**EXERCISE REQUIREMENTS**
Among the records that follow, find the line with "3. The backup" and the line with "Scope/footprint: ESP32-only (uses". Set down those lines and all lines between them exactly, without adding anything.

........

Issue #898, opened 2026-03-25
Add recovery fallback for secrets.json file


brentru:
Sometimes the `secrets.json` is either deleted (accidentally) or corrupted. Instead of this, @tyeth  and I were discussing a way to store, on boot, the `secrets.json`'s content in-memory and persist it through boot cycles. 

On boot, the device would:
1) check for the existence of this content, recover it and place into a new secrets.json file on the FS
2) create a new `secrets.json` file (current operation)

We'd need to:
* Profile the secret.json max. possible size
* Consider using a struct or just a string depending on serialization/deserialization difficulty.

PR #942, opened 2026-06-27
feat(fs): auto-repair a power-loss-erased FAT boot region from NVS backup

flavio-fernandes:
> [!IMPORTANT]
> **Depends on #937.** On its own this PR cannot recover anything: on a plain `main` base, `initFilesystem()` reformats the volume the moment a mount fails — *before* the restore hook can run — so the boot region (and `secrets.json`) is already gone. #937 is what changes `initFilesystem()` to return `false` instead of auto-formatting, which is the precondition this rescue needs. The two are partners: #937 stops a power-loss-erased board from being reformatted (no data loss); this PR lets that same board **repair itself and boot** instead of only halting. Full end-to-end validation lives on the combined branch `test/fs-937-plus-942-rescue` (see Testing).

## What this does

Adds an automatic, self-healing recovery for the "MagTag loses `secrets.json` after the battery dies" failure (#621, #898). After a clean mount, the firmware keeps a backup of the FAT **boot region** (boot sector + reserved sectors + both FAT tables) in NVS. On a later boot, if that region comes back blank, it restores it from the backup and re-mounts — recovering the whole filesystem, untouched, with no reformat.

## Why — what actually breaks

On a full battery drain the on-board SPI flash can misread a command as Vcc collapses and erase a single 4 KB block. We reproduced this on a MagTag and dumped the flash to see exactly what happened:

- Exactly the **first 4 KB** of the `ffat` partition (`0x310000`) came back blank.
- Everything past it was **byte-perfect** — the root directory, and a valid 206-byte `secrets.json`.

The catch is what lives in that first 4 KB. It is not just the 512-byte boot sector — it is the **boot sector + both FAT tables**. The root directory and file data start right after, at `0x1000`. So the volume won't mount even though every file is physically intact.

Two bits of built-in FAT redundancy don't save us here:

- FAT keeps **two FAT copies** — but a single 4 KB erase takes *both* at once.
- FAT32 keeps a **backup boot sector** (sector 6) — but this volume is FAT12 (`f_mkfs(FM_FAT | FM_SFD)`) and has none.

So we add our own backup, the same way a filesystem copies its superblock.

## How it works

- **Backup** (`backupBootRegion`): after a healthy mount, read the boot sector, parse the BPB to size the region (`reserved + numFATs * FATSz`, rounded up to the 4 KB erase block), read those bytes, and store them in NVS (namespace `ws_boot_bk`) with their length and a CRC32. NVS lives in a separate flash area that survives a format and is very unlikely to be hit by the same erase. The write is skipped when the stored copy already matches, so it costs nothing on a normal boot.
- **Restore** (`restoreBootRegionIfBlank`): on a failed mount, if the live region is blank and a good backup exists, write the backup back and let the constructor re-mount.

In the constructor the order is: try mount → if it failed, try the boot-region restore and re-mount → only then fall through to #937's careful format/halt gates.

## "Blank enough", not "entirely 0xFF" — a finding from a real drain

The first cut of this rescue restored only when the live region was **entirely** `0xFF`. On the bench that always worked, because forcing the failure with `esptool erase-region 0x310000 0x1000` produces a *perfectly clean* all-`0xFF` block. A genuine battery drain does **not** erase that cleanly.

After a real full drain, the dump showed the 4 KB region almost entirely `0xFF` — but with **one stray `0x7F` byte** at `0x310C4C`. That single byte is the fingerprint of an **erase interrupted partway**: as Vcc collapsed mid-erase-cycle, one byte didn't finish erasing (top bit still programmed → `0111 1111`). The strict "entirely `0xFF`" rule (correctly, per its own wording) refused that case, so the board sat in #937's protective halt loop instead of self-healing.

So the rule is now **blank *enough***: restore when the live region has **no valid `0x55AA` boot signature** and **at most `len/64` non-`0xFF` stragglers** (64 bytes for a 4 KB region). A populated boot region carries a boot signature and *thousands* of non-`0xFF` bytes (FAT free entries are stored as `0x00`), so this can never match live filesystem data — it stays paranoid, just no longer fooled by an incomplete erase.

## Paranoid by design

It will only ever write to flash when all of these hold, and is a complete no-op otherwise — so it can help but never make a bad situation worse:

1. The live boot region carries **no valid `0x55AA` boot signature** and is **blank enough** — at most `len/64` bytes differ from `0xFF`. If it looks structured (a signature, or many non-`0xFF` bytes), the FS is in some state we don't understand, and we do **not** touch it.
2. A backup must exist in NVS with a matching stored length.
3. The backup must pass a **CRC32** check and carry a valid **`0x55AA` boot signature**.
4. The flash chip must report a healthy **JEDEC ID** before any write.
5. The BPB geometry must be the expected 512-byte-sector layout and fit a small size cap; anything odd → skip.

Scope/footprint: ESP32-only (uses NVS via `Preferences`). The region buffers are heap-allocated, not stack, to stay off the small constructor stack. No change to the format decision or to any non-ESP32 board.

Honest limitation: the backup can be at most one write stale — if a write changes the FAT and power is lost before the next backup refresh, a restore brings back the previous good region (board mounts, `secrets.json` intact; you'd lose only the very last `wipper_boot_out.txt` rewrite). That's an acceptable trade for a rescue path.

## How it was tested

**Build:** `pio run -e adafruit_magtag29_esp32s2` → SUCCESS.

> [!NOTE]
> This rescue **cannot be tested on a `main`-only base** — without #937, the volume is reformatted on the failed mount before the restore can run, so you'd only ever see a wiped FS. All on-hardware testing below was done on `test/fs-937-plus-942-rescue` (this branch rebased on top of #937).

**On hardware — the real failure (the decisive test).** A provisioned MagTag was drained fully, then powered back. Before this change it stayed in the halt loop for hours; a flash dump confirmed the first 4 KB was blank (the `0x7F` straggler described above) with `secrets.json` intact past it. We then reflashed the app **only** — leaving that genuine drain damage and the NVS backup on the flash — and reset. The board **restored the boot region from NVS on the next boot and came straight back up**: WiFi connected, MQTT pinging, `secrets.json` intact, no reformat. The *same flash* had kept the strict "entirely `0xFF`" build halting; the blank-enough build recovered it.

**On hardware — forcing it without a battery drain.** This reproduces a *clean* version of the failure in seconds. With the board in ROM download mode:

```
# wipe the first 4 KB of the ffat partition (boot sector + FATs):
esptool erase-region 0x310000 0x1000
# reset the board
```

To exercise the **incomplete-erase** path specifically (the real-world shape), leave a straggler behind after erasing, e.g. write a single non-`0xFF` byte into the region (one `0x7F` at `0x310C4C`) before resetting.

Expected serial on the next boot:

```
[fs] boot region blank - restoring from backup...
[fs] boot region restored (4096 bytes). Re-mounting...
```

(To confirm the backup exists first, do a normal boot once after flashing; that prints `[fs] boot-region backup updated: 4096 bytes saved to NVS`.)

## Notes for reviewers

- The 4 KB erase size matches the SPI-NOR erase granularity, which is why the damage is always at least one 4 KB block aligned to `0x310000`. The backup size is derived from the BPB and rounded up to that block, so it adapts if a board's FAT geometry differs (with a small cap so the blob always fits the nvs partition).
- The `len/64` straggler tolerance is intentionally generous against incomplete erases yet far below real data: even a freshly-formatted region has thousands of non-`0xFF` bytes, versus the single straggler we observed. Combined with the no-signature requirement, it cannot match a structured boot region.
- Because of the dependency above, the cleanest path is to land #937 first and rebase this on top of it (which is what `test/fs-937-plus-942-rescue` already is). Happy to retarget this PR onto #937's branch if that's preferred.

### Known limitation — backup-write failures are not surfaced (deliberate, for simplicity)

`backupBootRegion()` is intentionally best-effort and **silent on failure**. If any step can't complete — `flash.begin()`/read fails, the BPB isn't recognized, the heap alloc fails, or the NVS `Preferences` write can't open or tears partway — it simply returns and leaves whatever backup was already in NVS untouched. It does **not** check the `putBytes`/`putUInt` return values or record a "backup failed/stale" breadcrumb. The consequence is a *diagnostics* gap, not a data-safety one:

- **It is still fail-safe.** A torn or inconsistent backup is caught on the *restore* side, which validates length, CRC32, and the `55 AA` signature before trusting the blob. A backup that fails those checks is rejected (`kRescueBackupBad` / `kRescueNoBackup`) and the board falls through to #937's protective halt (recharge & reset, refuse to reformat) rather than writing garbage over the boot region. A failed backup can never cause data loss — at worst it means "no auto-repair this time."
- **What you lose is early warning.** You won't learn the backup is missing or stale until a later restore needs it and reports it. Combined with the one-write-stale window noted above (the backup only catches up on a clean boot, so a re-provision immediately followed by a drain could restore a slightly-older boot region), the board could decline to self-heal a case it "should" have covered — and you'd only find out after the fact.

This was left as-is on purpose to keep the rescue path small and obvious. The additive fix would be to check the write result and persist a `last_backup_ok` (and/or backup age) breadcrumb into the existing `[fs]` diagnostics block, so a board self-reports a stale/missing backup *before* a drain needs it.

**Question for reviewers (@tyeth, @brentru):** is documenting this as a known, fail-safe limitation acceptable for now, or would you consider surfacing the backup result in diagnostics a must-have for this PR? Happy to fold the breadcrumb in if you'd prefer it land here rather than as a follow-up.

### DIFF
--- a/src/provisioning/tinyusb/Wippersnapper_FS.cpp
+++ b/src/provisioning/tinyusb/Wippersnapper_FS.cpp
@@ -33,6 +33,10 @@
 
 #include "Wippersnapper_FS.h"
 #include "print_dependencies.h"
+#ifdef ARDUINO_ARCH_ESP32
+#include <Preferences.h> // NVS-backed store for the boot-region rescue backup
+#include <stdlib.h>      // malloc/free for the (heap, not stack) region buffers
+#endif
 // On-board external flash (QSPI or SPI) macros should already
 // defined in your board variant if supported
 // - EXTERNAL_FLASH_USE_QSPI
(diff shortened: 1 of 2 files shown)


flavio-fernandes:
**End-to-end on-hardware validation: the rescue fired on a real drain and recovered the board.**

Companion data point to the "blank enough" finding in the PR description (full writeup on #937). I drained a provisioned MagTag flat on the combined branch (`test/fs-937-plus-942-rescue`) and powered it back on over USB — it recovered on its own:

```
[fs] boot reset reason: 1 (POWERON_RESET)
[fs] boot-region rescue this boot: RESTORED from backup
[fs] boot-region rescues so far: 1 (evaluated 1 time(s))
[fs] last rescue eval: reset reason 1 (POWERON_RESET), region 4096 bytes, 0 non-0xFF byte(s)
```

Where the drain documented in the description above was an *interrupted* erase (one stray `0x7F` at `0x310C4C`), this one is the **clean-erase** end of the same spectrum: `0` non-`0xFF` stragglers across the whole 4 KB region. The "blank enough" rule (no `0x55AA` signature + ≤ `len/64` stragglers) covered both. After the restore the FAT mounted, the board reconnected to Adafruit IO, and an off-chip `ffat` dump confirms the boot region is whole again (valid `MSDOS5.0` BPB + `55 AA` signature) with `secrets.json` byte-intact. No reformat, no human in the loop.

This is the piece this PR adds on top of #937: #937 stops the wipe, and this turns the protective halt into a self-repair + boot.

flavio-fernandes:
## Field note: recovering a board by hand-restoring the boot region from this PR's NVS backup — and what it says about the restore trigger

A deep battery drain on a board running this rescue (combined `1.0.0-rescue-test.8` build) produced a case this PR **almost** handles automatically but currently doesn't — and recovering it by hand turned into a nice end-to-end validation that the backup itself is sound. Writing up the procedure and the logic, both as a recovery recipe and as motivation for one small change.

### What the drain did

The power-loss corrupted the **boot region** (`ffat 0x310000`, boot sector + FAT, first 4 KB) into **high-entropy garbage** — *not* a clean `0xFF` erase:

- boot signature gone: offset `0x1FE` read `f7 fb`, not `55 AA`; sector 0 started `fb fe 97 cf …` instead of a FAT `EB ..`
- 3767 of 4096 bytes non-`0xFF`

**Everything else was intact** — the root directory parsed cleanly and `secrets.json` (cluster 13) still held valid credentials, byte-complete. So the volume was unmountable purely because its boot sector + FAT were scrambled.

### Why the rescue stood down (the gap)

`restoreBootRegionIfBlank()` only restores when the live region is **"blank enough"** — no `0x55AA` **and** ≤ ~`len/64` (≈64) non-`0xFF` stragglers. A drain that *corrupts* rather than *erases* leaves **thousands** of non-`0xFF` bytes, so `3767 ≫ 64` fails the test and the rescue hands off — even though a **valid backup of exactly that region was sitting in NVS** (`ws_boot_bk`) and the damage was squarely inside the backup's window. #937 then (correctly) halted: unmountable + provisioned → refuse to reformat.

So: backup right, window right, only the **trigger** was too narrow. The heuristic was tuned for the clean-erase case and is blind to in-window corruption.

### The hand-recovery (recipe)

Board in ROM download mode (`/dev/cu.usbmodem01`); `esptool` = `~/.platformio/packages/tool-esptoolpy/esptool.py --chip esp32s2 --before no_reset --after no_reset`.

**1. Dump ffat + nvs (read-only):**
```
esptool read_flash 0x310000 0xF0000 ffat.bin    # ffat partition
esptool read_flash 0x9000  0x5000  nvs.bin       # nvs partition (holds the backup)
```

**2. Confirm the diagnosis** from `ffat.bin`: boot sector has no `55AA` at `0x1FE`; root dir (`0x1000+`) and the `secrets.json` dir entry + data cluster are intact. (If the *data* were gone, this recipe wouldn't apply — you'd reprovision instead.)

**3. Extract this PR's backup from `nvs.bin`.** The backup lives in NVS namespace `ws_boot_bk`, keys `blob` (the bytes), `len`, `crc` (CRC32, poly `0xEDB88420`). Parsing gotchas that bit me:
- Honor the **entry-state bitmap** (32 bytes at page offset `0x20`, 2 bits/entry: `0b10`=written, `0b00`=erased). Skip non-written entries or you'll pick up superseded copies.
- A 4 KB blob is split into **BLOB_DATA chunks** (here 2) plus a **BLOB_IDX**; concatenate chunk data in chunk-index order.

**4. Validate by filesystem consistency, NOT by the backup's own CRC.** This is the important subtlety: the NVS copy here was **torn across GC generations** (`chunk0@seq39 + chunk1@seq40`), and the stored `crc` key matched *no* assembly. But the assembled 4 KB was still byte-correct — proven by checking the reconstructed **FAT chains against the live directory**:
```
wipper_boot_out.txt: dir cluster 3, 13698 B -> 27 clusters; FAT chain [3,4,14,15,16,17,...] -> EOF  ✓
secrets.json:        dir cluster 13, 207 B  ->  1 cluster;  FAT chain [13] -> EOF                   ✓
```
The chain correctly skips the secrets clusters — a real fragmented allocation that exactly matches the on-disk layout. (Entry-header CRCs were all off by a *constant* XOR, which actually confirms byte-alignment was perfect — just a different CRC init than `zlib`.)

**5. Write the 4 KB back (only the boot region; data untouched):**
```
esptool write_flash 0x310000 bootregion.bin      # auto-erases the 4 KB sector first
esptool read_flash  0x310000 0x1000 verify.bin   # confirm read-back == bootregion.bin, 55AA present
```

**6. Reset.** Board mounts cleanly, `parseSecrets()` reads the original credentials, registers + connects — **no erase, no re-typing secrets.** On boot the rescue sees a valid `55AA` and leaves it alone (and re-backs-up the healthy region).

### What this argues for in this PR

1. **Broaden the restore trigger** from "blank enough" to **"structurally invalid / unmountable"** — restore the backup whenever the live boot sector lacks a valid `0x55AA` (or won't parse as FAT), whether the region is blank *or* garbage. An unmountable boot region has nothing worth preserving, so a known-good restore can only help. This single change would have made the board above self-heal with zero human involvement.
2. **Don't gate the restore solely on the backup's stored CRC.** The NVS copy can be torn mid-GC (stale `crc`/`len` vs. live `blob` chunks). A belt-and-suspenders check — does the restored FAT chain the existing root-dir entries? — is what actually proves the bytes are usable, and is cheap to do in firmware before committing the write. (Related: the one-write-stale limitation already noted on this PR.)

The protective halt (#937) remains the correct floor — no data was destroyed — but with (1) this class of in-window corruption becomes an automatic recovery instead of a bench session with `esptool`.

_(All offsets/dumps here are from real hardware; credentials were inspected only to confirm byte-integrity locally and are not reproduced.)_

........

**ANSWER**
3. The backup must pass a **CRC32** check and carry a valid **`0x55AA` boot signature**.
4. The flash chip must report a healthy **JEDEC ID** before any write.
5. The BPB geometry must be the expected 512-byte-sector layout and fit a small size cap; anything odd → skip.

Scope/footprint: ESP32-only (uses NVS via `Preferences`). The region buffers are heap-allocated, not stack, to stay off the small constructor stack. No change to the format decision or to any non-ESP32 board.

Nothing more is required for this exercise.